Last season, Alfredsson put up 26 points in 47 games for the injury-ravaged Senators. He also showed he has plenty of jump left with 10 points in 10 postseason contests.
The Stanley Cup has eluded Alfredsson over his 18-year career, which played a prominent role in his decision.
"It pretty much came down to a selfish decision in terms of I have not won a Stanley Cup, a big priority for me," Alfredsson explained in a candid conference call with the media.
Alfredsson may be gambling a bit, but the Red Wings annually seem to contend for a title. Even in what might be considered a down year for the club, Detroit had eventual Stanley Cup champion Chicago on the ropes in the second round this postseason.
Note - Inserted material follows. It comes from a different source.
PR #1921, opened 2024-05-30
Validate SHM/SRE for user commands

### LINKED ISSUE #1879: Validate SRE name for non-pulumi commands
The `ProjectManager` class ensures that user-provided names for SHMs and SREs are valid (they exist if they need to). There are functions which use SRE names without checking, for example user management commands.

"I didn't really see myself making a change if you would have asked me a week ago, but as we got closer to free agency, thoughts started creeping in I've played 18 years and haven't won a Stanley Cup," he said.
Alfredsson felt the Wings are closer to Cup contention than Ottawa right now, which mainly triggered the move.
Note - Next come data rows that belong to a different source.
PR #1936, opened 2024-06-14
Logging

### LINKED ISSUE #1657: Restructure entrypoint and exception/log interaction

Currently, the entrypoint catches `DataSafeHaven*` exceptions at the top level

https://github.com/alan-turing-institute/data-safe-haven/blob/653e86d4294a9290b7b168e12441c753347736c0/data_safe_haven/cli.py#L88-L94

There are a few problems with this,

- Errors are not written to stdout/stderr until the exceptions are raised back to this level. We cannot test the output in any Typer instance
- This try block stops the CLI from returning a non-zero exit code for any `DataSafeHaven*` exception

### LINKED ISSUE #1891: Stdout, stderr and log usage
From [PR discussion](https://github.com/alan-turing-institute/data-safe-haven/pull/1881#discussion_r1600036932).

We should decide how and when to use stdout and logging.
Logging may (or may not) be directed to stdout by default, but could also be direct to file.

Historically logging has been used heavily and printing avoided.

> In general, I think the only time we should be writing directly to stdout is if we're in a command that is intended to be used as part of a pipe/redirect.

> I think that is incorrect and goes against convention.
> 
> I think of stdout as information for the user. Logs are for posterity, for the user/admin.
`pacman -Syu` for example uses stdout to show the user package being downloaded and installed, and hooks being run. You wouldn't pipe that to anything else. Logs of transactions are also written to logs in `/var/logs/pacman.log`.
> 
> Or, a more common/mundane example, you would rarely pipe `<command> --help` to another command, but it would be very odd to not send that to stdout.

My suggestion would be,

- Information the user should know goes to stdout.
  - What the program is doing (at a high level)
  - Prompts for user input
  - Output of CLI commands
- stderr
  - Specifically for error messages (for convention and to help split from stdout)
- Information useful for auditing and debugging goes to logs.
  - What the program is doing at different levels (INFO to DEBUG)
  - Record of decisions
- Some things will go to both logs and stdout/stderr, although output for the user doesn't need to be in log format.
  - What the program is doing at a high level
  - Warnings
  - Errors

JimMadge:

- Logging changes
  - Simplify handler/formatter construction
  - Remove log level, file, line number from console handler
- Move unrelated methods from logging class
- Remove top level try/except
- More Pythonic use of logging module (makes configuration neater, particularly in unit tests)

The approach here is

- ConsoleHandler: Logging to console, information for the user, INFO and above
- PlainFileHandler: Logging to a file with rich markup removed, information for auditing and debugging, all levels

with logging levels

- rich.print: When output is only of interest to the user. Used for commands which send their output to stdout.
- logger.info: Used for notifications of actions taken and completed successfully. stdout which is also useful to log.
- logger.warning: Used for unexpected events or potential problems that won't cause the program to stop. User should take notice even if the program continues.
- logger.error: Used for unexpected events or problems that may cause the program to stop.
- logger.fatal: Used for problems that will stop the program, immediately before an exit call.

Closes #1891 
Closes #1657


jemrobinson:
Something to consider (no problem if you decide not to) - should we log all runs to `$appdirs / $date-$user-something.log` and potentially also upload these to Azure for future reference?

data_safe_haven/commands/cli.py
```diff
@@ -96,9 +97,4 @@ def callback(
 
 def main() -> None:
     """Run the application and log any exceptions"""
```
jemrobinson: ... and don't log exceptions? :)

data_safe_haven/exceptions/__init__.py
```diff
@@ -1,5 +1,12 @@
+from data_safe_haven.logging import get_logger
+
+
 class DataSafeHavenError(Exception):
-    pass
+    def __init__(self, message: str | bytes):
+        super().__init__(message)
+
+        logger = get_logger()
+        logger.error(message)
```
jemrobinson: What does this do?

data_safe_haven/logging/logger.py
```diff
@@ -0,0 +1,93 @@
+"""Standalone logging class implemented as a singleton"""
```
jemrobinson: This doesn't describe this file any more.

data_safe_haven/utility/console.py
```diff
@@ -0,0 +1,25 @@
+from rich import print as rprint
```
jemrobinson, line 1: As this is still to do with printing information to screen, I think it could/should live in the logging module. Happy if you think that means we need to change the module name to something broader.

data_safe_haven/utility/prompts.py
```diff
@@ -0,0 +1,14 @@
+from rich.prompt import Confirm
```
jemrobinson, line 1: As above, I'd like to see this live with the other logging commands.

data_safe_haven/commands/cli.py
```diff
@@ -1,13 +1,12 @@
 """Command line entrypoint for Data Safe Haven application"""
 
-import pathlib
 from typing import Annotated, Optional
 
 import typer
+from rich import print as rprint
```
jemrobinson, line 6: I think we should replace this with a `console.print` function that passes its args through to `rich.print`. That would simplify our include structure and unify the things that write straight to the console.

jemrobinson (approved):
Overall, LGTM. Can you post some examples of what the output looks like before and after for places where it's changed?

data_safe_haven/utility/console.py
JimMadge: I could see a module for "console stuff" like formatting text and prompts.

I think that is quite different from logging though and we should keep them separate.

I will leave it as is for this PR.

data_safe_haven/commands/cli.py
JimMadge: Do you mean [`rich.console.Console.print`](https://rich.readthedocs.io/en/stable/reference/console.html#rich.console.Console.print) or making something like `data_safe_haven.console.print`?

That could work with the other two comments here, introducing a `data_safe_haven.{console,output,terminal,text}` module to hold these things.

JimMadge:
Merged through docs link check failing as that wasn't modified here. Does look like a genuine failure though.

JimMadge:
Screenshots,

- New with `--verbose --show-level`
- New (default)
- Old

Screenshot 2024-06-20 at 11 15 26

JimMadge:
And the log file,

```
2024-06-20 11:13:47,048 - DEBUG - Reading project settings from '/Users/jmadge/Library/Application Support/data_safe_haven/contexts.yaml'.
2024-06-20 11:13:47,067 - INFO - Switched context to 'elements'.
2024-06-20 11:13:47,073 - DEBUG - Saved context settings to '/Users/jmadge/Library/Application Support/data_safe_haven/contexts.yaml'.
2024-06-20 11:14:06,576 - DEBUG - Reading project settings from '/Users/jmadge/Library/Application Support/data_safe_haven/contexts.yaml'.
2024-06-20 11:14:06,586 - INFO - Switched context to 'elements'.
2024-06-20 11:14:06,595 - DEBUG - Saved context settings to '/Users/jmadge/Library/Application Support/data_safe_haven/contexts.yaml'.
```

jemrobinson:
Looks great. I like the idea of keeping timestamps in the log file but not in the console output (by default). Do you think there's any benefit in adding an option to include timestamps in the console output?

JimMadge:
> Looks great. I like the idea of keeping timestamps in the log file but not in the console output (by default). Do you think there's any benefit in adding an option to include timestamps in the console output?

That did occur to me when I posted the pictures. Could definitely do that too, should be an easy addition.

"I feel that in Ottawa they are getting closer and closer and they have a really bright future in front of them, but at this point in my career there's not much left," Alfredsson said. "I don't have the time to wait for that."
Fellow Swede and Red Wings captain Henrik Zetterberg played a prominent role in Alfredsson's recruitment, the newest Red Wing said. However, having good friends on the team isn't the only thing Alfredsson likes about the Wings.
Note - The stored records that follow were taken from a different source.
PR #1948, opened 2024-06-19
Add console module

### LINKED ISSUE #1945: Console module
See https://github.com/alan-turing-institute/data-safe-haven/pull/1936#discussion_r1644948923, https://github.com/alan-turing-institute/data-safe-haven/pull/1936#discussion_r1644952814

Add a package to hold functions related to writing to and formatting for stdout,

- pretty printing (using rich)
- formatting tables, lists, _etc._
- user prompts

This is currently in modules in the utility package and handled by a `from rich import print as rprint` in each file that needs it.

JimMadge:
Closes #1945


jemrobinson:
I agree that logging and writing to console are distinct actions, but I was wondering whether there's a sufficiently broad module name that could cover them both. They're more similar to one another than e.g. logging is to deploying Pulumi infrastructure. What do you think @JimMadge?

JimMadge:
I don't like the idea of both in a module at the same level, like `output.logger.info()` and `output.pretty_print`. Having nested modules, like `output.logging.logger` and `output.console.pretty_print`, seems over complicated.

jemrobinson:
I guess I was imagining something like:

```
from data_safe_haven.output import get_logger, console

logger = get_logger()
logger.info("message")
console.print("message")
```

to replace

```
from data_safe_haven.logging import get_logger
from data_safe_haven.console import console

logger = get_logger()
logger.info("message")
console.print("message")
```

Not a big difference, but might make the code a bit easier to understand for new developers.

data_safe_haven/commands/cli.py
```diff
@@ -60,7 +60,7 @@ def callback(
         show_console_level()
 
     if version:
-        rprint(f"Data Safe Haven {__version__}")
+        pretty_print(f"Data Safe Haven {__version__}")
```
jemrobinson: As noted above I think I prefer something like:

```
from data_safe_haven.output import console
...
console.pretty_print(f"Data Safe Haven {__version__}")
```

which makes it clear at the point-of-use that this is being sent to the console.

data_safe_haven/commands/pulumi.py
```diff
@@ -76,4 +76,4 @@ def run(
         )
 
     stdout = project.run_pulumi_command(command)
-    rprint(stdout)
+    pretty_print(stdout)
```
jemrobinson: Can we stream this output or are we blocked until the command finishes?

data_safe_haven/console/pretty.py
```diff
@@ -0,0 +1,42 @@
...
+    overflow: OverflowMethod | None = None,
+    no_wrap: bool | None = None,
+    emoji: bool | None = None,
+    markup: bool | None = None,
+    highlight: bool | None = None,
+    width: int | None = None,
+    height: int | None = None,
+    crop: bool = True,
+    soft_wrap: bool | None = None,
+    new_line_start: bool = False,
```
jemrobinson: Do we actually want to use any of these options in our code? If not, why are we exposing them as arguments to `pretty_print`?

jemrobinson (changes requested):

data_safe_haven/commands/pulumi.py
JimMadge: I can have a look, I would guess we shouldn't need to worry about that because the OS(?) handles flushing to stdout. I hope `print` returns whether or not the output has been written.

data_safe_haven/console/pretty.py
JimMadge: We do use `sep`.

Seemed like I might as well make it API compatible. Though, if you are doing that you might as well just import the `Console` instance from this module and use `console.print` directly.

I was initially making _our_ pretty printing function, so that if we move away from rich the internal API doesn't change. I don't think we would want to implement all of those features if we did move from rich though.

JimMadge:
I also should add tests for the parts that aren't covered given that I have had a look at them here.

JimMadge:
@jemrobinson I'm still not keen on collecting logging and printing in one module.

Would something like

```python
from data_safe_haven.logging import get_logger
from data_safe_haven.console import console, prompts

logger = get_logger()
logger.info("hello")
console.print("hello")  # console is a rich.console.Console
prompts.confirm("yes or no?")
```

be better?

jemrobinson:
I think that looks OK (did you mean to import `prompts`? I think you wouldn't need to in this case). Essentially, I think it would be helpful to have `console.method` calls which look like `logger.method` calls so you can easily see "ah, this is being logged but this is going straight to the console".

N.B. I don't mean that we need `console.info` etc., `console.print` is fine.

JimMadge:
Oh, I made a mistake, I've updated the code block.

jemrobinson:
OK, what do you think of:

```python
from data_safe_haven.logging import get_logger
from data_safe_haven.console import console

logger = get_logger()
logger.info("hello")
console.print("hello")
console.confirm("yes or no?")
```

instead?

JimMadge:
Yes we can do that. The only thing that is a little annoying about that is we are making a wrapper for `rich.Console.print` instead of just exposing a `rich.Console`. Not a big deal though and it does make the API much cleaner.

jemrobinson:
I agree, it's a bit annoying - maybe we can use this chance to provide an adaptor for the `console.print` arguments that fits our needs better (e.g. we probably don't use all the arguments at the moment)?

jemrobinson (approved):
LGTM. Does it work? :)

JimMadge:
Yes, as far as I can tell.

I'm still not sure what is happening in #1954. I can't reproduce it with `dsh config upload ...`.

"I just really like the way Detroit plays hockey," he said. "It's a possession game, a push-the-play game. I just felt with their personnel I could come in and be of help in different areas and be part of something really good. I know a few of the guys from before, I know how they play. The culture of Detroit really thrills me with what I've heard."
The Red Wings have long been a team that leans heavily on veteran players and has never shied away from acquiring older, past-their-prime guys to bring some added experience to their lineup. Additionally the team was able to add free agent Stephen Weiss, who should help revamp the club's top six forwards.
Alfredsson still has something left in the tank and the opportunity to compete for the Stanley Cup could energize the former Senator, after looking pretty worn down after Ottawa's postseason loss to the Pittsburgh Penguins.
The 40-year-old winger appeared in 1,178 career games with the Senators, amassing 1,108 points over 18 seasons. He knows how his leaving Ottawa may be perceived in the place he called home for 18 years.
"I'm not worried about my legacy," he said. "I expect there will be resentment and anger from fans. I think there definitely should be. I have my favorite sport teams, too, and if something happens to the players on my team that I don't like, that doesn't benefit me, I don't like it."
As tough as it was to leave the Senators, Alfredsson only has one thing in his mind right now.
"This is truly a situation to me that this is about me, it's a decision I make for myself, not for anybody else," he continued. "It's all about trying to get the Stanley Cup."